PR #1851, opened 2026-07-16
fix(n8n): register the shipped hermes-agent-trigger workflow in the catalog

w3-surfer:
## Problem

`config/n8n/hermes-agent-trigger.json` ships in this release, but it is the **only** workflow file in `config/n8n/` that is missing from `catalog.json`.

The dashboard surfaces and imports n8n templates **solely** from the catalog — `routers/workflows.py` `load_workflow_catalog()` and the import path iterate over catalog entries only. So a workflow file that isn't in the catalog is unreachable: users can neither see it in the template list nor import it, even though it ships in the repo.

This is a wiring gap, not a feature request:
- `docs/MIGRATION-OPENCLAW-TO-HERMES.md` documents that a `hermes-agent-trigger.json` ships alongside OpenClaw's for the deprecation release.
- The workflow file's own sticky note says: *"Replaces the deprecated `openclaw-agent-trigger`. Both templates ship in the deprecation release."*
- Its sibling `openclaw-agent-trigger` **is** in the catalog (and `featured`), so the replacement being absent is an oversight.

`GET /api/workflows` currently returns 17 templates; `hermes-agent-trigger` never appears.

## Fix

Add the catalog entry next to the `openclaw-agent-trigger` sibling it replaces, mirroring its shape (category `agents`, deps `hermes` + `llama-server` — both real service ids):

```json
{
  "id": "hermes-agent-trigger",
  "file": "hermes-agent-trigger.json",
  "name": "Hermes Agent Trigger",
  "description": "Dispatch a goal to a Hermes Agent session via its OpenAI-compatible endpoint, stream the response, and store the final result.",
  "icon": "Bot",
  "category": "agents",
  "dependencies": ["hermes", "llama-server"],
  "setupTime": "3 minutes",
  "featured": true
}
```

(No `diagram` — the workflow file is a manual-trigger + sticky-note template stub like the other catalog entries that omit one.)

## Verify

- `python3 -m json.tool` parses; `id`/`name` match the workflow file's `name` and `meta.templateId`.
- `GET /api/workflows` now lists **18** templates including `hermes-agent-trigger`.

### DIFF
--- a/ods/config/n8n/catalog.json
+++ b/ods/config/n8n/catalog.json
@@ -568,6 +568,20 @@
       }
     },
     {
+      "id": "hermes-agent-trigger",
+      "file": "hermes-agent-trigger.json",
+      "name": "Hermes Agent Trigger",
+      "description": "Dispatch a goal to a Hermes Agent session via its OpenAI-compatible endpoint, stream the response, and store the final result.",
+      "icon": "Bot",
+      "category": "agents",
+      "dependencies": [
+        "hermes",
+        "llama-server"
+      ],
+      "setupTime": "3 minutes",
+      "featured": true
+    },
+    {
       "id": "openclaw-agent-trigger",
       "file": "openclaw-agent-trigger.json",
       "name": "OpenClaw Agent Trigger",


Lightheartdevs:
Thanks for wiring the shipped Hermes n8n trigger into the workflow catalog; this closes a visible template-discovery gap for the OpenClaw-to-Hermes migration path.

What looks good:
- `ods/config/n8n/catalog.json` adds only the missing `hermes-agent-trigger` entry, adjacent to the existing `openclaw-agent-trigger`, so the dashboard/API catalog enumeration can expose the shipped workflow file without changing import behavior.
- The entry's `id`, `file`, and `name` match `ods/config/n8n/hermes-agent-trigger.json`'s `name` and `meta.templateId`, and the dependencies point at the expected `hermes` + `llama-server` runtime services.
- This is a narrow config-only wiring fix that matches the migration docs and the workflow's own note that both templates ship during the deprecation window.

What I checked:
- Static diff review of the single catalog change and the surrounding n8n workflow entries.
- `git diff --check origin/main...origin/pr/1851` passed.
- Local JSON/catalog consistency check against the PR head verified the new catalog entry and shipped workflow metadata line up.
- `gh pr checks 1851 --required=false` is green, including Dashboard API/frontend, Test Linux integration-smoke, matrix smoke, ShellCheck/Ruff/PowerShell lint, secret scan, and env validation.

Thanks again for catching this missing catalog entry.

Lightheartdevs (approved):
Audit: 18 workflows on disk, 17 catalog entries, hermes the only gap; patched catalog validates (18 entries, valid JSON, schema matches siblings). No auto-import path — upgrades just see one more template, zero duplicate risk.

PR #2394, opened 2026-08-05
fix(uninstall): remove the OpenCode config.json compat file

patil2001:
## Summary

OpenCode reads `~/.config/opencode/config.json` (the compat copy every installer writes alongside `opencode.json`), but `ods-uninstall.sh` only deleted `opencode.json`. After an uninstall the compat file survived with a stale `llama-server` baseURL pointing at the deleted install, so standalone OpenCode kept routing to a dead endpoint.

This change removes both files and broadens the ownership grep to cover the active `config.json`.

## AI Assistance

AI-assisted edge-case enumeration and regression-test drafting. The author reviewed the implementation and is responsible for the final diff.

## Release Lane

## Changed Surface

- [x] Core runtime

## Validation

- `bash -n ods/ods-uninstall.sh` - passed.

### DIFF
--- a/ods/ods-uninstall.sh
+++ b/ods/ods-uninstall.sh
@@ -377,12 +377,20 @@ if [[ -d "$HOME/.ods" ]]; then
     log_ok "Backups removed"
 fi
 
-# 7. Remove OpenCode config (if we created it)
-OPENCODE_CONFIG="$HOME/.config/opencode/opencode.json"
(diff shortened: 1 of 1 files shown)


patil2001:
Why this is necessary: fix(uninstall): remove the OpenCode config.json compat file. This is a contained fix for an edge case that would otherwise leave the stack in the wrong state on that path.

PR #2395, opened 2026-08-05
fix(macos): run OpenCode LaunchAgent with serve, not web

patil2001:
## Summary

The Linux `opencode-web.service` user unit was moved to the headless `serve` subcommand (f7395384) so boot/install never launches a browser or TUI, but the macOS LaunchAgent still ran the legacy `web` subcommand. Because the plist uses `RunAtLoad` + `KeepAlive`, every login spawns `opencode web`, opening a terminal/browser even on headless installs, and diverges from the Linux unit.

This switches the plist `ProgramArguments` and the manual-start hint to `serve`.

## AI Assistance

__ACTIVITY__
Each line above should be reproduced exactly, with nothing omitted.

__EXERCISE ANSWER__
PR #1851, opened 2026-07-16
fix(n8n): register the shipped hermes-agent-trigger workflow in the catalog

w3-surfer:
## Problem

`config/n8n/hermes-agent-trigger.json` ships in this release, but it is the **only** workflow file in `config/n8n/` that is missing from `catalog.json`.

The dashboard surfaces and imports n8n templates **solely** from the catalog — `routers/workflows.py` `load_workflow_catalog()` and the import path iterate over catalog entries only. So a workflow file that isn't in the catalog is unreachable: users can neither see it in the template list nor import it, even though it ships in the repo.

This is a wiring gap, not a feature request:
- `docs/MIGRATION-OPENCLAW-TO-HERMES.md` documents that a `hermes-agent-trigger.json` ships alongside OpenClaw's for the deprecation release.
- The workflow file's own sticky note says: *"Replaces the deprecated `openclaw-agent-trigger`. Both templates ship in the deprecation release."*
- Its sibling `openclaw-agent-trigger` **is** in the catalog (and `featured`), so the replacement being absent is an oversight.

`GET /api/workflows` currently returns 17 templates; `hermes-agent-trigger` never appears.

## Fix

Add the catalog entry next to the `openclaw-agent-trigger` sibling it replaces, mirroring its shape (category `agents`, deps `hermes` + `llama-server` — both real service ids):

```json
{
  "id": "hermes-agent-trigger",
  "file": "hermes-agent-trigger.json",
  "name": "Hermes Agent Trigger",
  "description": "Dispatch a goal to a Hermes Agent session via its OpenAI-compatible endpoint, stream the response, and store the final result.",
  "icon": "Bot",
  "category": "agents",
  "dependencies": ["hermes", "llama-server"],
  "setupTime": "3 minutes",
  "featured": true
}
```

(No `diagram` — the workflow file is a manual-trigger + sticky-note template stub like the other catalog entries that omit one.)

## Verify

- `python3 -m json.tool` parses; `id`/`name` match the workflow file's `name` and `meta.templateId`.
- `GET /api/workflows` now lists **18** templates including `hermes-agent-trigger`.

### DIFF
--- a/ods/config/n8n/catalog.json
+++ b/ods/config/n8n/catalog.json
@@ -568,6 +568,20 @@
       }
     },
     {
+      "id": "hermes-agent-trigger",
+      "file": "hermes-agent-trigger.json",
+      "name": "Hermes Agent Trigger",
+      "description": "Dispatch a goal to a Hermes Agent session via its OpenAI-compatible endpoint, stream the response, and store the final result.",
+      "icon": "Bot",
+      "category": "agents",
+      "dependencies": [
+        "hermes",
+        "llama-server"
+      ],
+      "setupTime": "3 minutes",
+      "featured": true
+    },
+    {
       "id": "openclaw-agent-trigger",
       "file": "openclaw-agent-trigger.json",
       "name": "OpenClaw Agent Trigger",


Lightheartdevs:
Thanks for wiring the shipped Hermes n8n trigger into the workflow catalog; this closes a visible template-discovery gap for the OpenClaw-to-Hermes migration path.

What looks good:
- `ods/config/n8n/catalog.json` adds only the missing `hermes-agent-trigger` entry, adjacent to the existing `openclaw-agent-trigger`, so the dashboard/API catalog enumeration can expose the shipped workflow file without changing import behavior.
- The entry's `id`, `file`, and `name` match `ods/config/n8n/hermes-agent-trigger.json`'s `name` and `meta.templateId`, and the dependencies point at the expected `hermes` + `llama-server` runtime services.
- This is a narrow config-only wiring fix that matches the migration docs and the workflow's own note that both templates ship during the deprecation window.

What I checked:
- Static diff review of the single catalog change and the surrounding n8n workflow entries.
- `git diff --check origin/main...origin/pr/1851` passed.
- Local JSON/catalog consistency check against the PR head verified the new catalog entry and shipped workflow metadata line up.
- `gh pr checks 1851 --required=false` is green, including Dashboard API/frontend, Test Linux integration-smoke, matrix smoke, ShellCheck/Ruff/PowerShell lint, secret scan, and env validation.

Thanks again for catching this missing catalog entry.

Lightheartdevs (approved):
Audit: 18 workflows on disk, 17 catalog entries, hermes the only gap; patched catalog validates (18 entries, valid JSON, schema matches siblings). No auto-import path — upgrades just see one more template, zero duplicate risk.

PR #2394, opened 2026-08-05
fix(uninstall): remove the OpenCode config.json compat file

patil2001:
## Summary

OpenCode reads `~/.config/opencode/config.json` (the compat copy every installer writes alongside `opencode.json`), but `ods-uninstall.sh` only deleted `opencode.json`. After an uninstall the compat file survived with a stale `llama-server` baseURL pointing at the deleted install, so standalone OpenCode kept routing to a dead endpoint.

This change removes both files and broadens the ownership grep to cover the active `config.json`.

## AI Assistance

AI-assisted edge-case enumeration and regression-test drafting. The author reviewed the implementation and is responsible for the final diff.

## Release Lane

## Changed Surface

- [x] Core runtime

## Validation

- `bash -n ods/ods-uninstall.sh` - passed.

### DIFF
--- a/ods/ods-uninstall.sh
+++ b/ods/ods-uninstall.sh
@@ -377,12 +377,20 @@ if [[ -d "$HOME/.ods" ]]; then
     log_ok "Backups removed"
 fi
 
-# 7. Remove OpenCode config (if we created it)
-OPENCODE_CONFIG="$HOME/.config/opencode/opencode.json"
(diff shortened: 1 of 1 files shown)


patil2001:
Why this is necessary: fix(uninstall): remove the OpenCode config.json compat file. This is a contained fix for an edge case that would otherwise leave the stack in the wrong state on that path.

PR #2395, opened 2026-08-05
fix(macos): run OpenCode LaunchAgent with serve, not web

patil2001:
## Summary

The Linux `opencode-web.service` user unit was moved to the headless `serve` subcommand (f7395384) so boot/install never launches a browser or TUI, but the macOS LaunchAgent still ran the legacy `web` subcommand. Because the plist uses `RunAtLoad` + `KeepAlive`, every login spawns `opencode web`, opening a terminal/browser even on headless installs, and diverges from the Linux unit.

This switches the plist `ProgramArguments` and the manual-start hint to `serve`.

## AI Assistance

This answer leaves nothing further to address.